◆ WORK TO BE COMPLETED:
What is wanted is the line holding "vrutkovs: No, all" and every later line through the end of the entries, set down exactly.

*** LISTED ENTRIES ***

PR #158, opened 2019-09-05
graph-builder/registry: require the manifestref

steveej:
This change enforces the presence of the manifest reference in the
response from the upstream registry. The motivation is to always deliver
a predictable payload URL in the graph.

Ref: https://bugzilla.redhat.com/show_bug.cgi?id=1686589


lucab:
/hold
/lgtm

I think this is in order to close https://bugzilla.redhat.com/show_bug.cgi?id=1686589, right? If so, can you add a reference to the commit/PR message?

steveej:
> If so, can you add a reference to the commit/PR message?

Done, thanks!

/hold cancel

PR #161, opened 2019-09-24
openshift: enforce CPU limits on each container

lucab:
This introduces CPU limit settings on both graph-builder and
policy-engine, to avoid disrupting all cluster resources in case
of issues.
The default value (750 millicores) has been picked as 2x the maximum
value observed so far in production. It can be tweaked later on based
on further observations.
It also adds baseline resources request for pod scheduling.

Closes: https://jira.coreos.com/browse/APPSRE-308

### DIFF
--- a/dist/openshift/cincinnati.yaml
+++ b/dist/openshift/cincinnati.yaml
@@ -90,7 +90,11 @@ objects:
                 timeoutSeconds: 3
               resources:
                 limits:
-                  memory: ${MEMORY_LIMIT}
+                  cpu: ${GB_CPU_LIMIT}
+                  memory: ${GB_MEMORY_LIMIT}
+                requests:
+                  cpu: ${GB_CPU_REQUEST}
+                  memory: ${GB_MEMORY_REQUEST}
               volumeMounts:
                 - name: secrets
                   mountPath: /etc/secrets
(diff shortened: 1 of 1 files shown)


dist/openshift/cincinnati.yaml
```diff
@@ -90,7 +90,11 @@ objects:
                 timeoutSeconds: 3
               resources:
                 limits:
+                  cpu: ${CPU_LIMIT}
                   memory: ${MEMORY_LIMIT}
+                requests:
+                  cpu: "350m"
```
aditya-konarde: Why do we have parameterized limits but hardcoded requests? Would it make sense to have parameters for both instead? 

I would also suggest we don't lock ourselves to always having the same CPU and Memory requirements on Policy Engine and Graph builder, so you can perhaps split this as: 
`PE_CPU_LIMIT` `GB_CPU_LIMIT` and so on...

aditya-konarde (changes requested):

dist/openshift/cincinnati.yaml
lucab: So the suggestion would introduce the following parameters:
 * `GB_CPU_LIMIT`
 * `GB_MEMORY_LIMIT`
 * `PE_CPU_REQUEST`
 * `PE_MEMORY_REQUEST`

correct?

Alternatively, what about going the other direction and hardcoding everything? We are anyway doing devops-style and keeping all parameters in this file, so we may as well remove one level of indirection, I guess? Or do we use/rely on these being parameters, somewhere else?

aditya-konarde: Yes, and we can set the default parameter values in the file (in case someone wants to not use it) 

And then we override them here: https://gitlab.cee.redhat.com/service/saas-cincinnati/blob/master/cincinnati-services/cincinnati.yaml

Like so: https://gitlab.cee.redhat.com/service/saas-telemeter/blob/master/telemeter-services/observatorium.yaml

lucab:
@aditya-konarde amended with your suggestions, PTAL.

aditya-konarde (approved):
/lgtm

PR #163, opened 2019-09-27
Add cincinnati_*_build_info metric with git commit label

vrutkovs:
This adds a new metric with git commit label which designates that graph-builder/policy-engine has started. Git commit label tracking would be useful during pod restarts / deploys.

xref https://jira.coreos.com/browse/CIN-73

### DIFF
--- a/graph-builder/src/graph.rs
+++ b/graph-builder/src/graph.rs
@@ -12,6 +12,7 @@
 // See the License for the specific language governing permissions and
 // limitations under the License.
 
+use crate::built_info;
 use crate::config;
 use crate::registry::{self, Registry};
 use actix_web::{HttpRequest, HttpResponse};
@@ -23,7 +24,7 @@ use failure::{Error, Fallible};
 use futures::Future;
 use lazy_static;
 pub use parking_lot::RwLock;
-use prometheus::{self, histogram_opts, Counter, Gauge, Histogram, IntGauge};
+use prometheus::{self, histogram_opts, labels, opts, Counter, Gauge, Histogram, IntGauge};
 use serde_json;
 use std::collections::{HashMap, HashSet};
 use std::sync::Arc;
@@ -72,6 +73,12 @@ lazy_static! {
         "Total number of incoming HTTP client request to /v1/graph"
     )
     .unwrap();
+    static ref BUILD_INFO: Counter = Counter::with_opts(opts!(
+        "build_info",
+        "Build information",
+        labels!{"git_commit" => built_info::GIT_VERSION.unwrap(),}
+    ))
+    .unwrap();
 }
 
 /// Register relevant metrics to a prometheus registry.
@@ -85,6 +92,7 @@ pub fn register_metrics(registry: &prometheus::Registry) -> Fallible<()> {
     registry.register(Box::new(GRAPH_UPSTREAM_INITIAL_SCRAPE.clone()))?;
     registry.register(Box::new(UPSTREAM_SCRAPES_DURATION.clone()))?;
     registry.register(Box::new(V1_GRAPH_INCOMING_REQS.clone()))?;
+    registry.register(Box::new(BUILD_INFO.clone()))?;
     Ok(())
 }
 
@@ -184,6 +192,8 @@ pub fn run<'a>(settings: &'a config::AppSettings, state: &State) -> ! {
     // Don't wait on the first iteration
     let mut first_iteration = true;
     let mut first_success = true;
+
+    BUILD_INFO.inc();
 
     loop {
         // Store scrape duration value. It would be used for initial scrape gauge or scrape histogram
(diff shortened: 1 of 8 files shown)


graph-builder/src/graph.rs
```diff
@@ -72,6 +77,12 @@ lazy_static! {
         "Total number of incoming HTTP client request to /v1/graph"
     )
     .unwrap();
+    static ref UP: Counter = Counter::with_opts(opts!(
+        "up",
```
lucab: I have some concern that this name is misleading. `up` is a special metrics which is not controlled by the producer and has its well defined semantics: https://prometheus.io/docs/concepts/jobs_instances/

This is an info-metrics recording built-time details. The convention I've seen in other projects (e.g. Prometheus itself) is to name these `<APP>_build_info{...}`.

lucab (dismissed):

graph-builder/src/graph.rs
vrutkovs: Ah, good idea. Any other info except the commit hash we'd like to expose?

wking: Is there a way to get a staging/prod distinction into this metric?  I can't think of one, but having some kind of deployment-group-name would be nice.  Maybe Prometheus will layer that on when slurping.

lucab: The staging-vs-prod information is already injected, even in a redundant way, by the infrastructure (they belong to different namespaces and datasources, and we are using the former for querying pruposes).

vrutkovs: The only info we can get there is being set during the build (see https://docs.rs/built/0.3.2/built/), I don't think we can distinguish stage and prod here as these are built from the single source

lucab: @vrutkovs I had a quick look of what is exposed by `built`, and I didn't see anything else that would be immediately useful for our monitoring purposes.

lucab:
@vrutkovs cool, just a minor placing&naming comment from my side.
FYI we usually split (TOML + lockfile + code) changes in different commits. That makes it easier to rebase PRs that are progressing in parallel. Not a strict requirement here, but if you are rebasing once more you could as well split them (see master for prior examples).

graph-builder/src/graph.rs
```diff
@@ -23,12 +23,17 @@ use failure::{Error, Fallible};
...
 pub use parking_lot::RwLock;
-use prometheus::{self, histogram_opts, Counter, Gauge, Histogram, IntGauge};
+use prometheus::{self, histogram_opts, labels, opts, Counter, Gauge, Histogram, IntGauge};
 use serde_json;
 use std::collections::{HashMap, HashSet};
 use std::sync::Arc;
 use std::thread;
 
+/// Build info
+pub mod built_info {
```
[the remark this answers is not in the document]
vrutkovs: >I think this does not belong in this module, as it isn't a property of the graph endpoint logic.

Right, moved it to `lib.rs`

>Additionally, I think you can align the module name with the info-metrics name, and uniformly call both build_info.

Both of these are prefixed, so metrics endpoints would have `cincinnati_gb_build_info` and `cincinnati_pe_build_info`

graph-builder/src/lib.rs
```diff
@@ -36,3 +36,8 @@ pub mod graph;
 pub mod registry;
 pub mod release;
 pub mod status;
+
+/// Build info
+pub mod built_info {
```
steveej: are you planning to use this from somewhere else? Otherwise it doesn't need to be public.

policy-engine/src/main.rs
```diff
@@ -96,6 +111,7 @@ fn main() -> Result<(), Error> {
     })
     .bind((settings.address, settings.port))?
     .start();
+    BUILD_INFO.inc();
```
steveej, line 115: I'm curious, do you have a plan to use the counter with the build info for something?

graph-builder/src/lib.rs
steveej: It might even be possible to put this into the `commons` crate and use it from the GB and PE. Have you tried that?

vrutkovs: Removed `pub` (also fixed warnings during build as some const are not being used).

>It might even be possible to put this into the commons crate and use it from the GB and PE. Have you tried that?

I'm not sure if that would work. GB and PE could be built and run independently, not sure what would build_info info from a common crate would show. I'd rather keep these separate for now - and attempt to merge it later

policy-engine/src/main.rs
vrutkovs: No, all we need is labels from this metric. `inc` here would be executed just once

steveej: I see, so this is very similar to the `up` metric just with custom labels attached.

graph-builder/src/lib.rs
steveej: I'm fine postponing this

steveej:
/lgtm

Thanks!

*** End of LISTED ENTRIES ***

◆ ANSWER TO THIS EXERCISE:
vrutkovs: No, all we need is labels from this metric. `inc` here would be executed just once

steveej: I see, so this is very similar to the `up` metric just with custom labels attached.

graph-builder/src/lib.rs
steveej: I'm fine postponing this

steveej:
/lgtm

Thanks!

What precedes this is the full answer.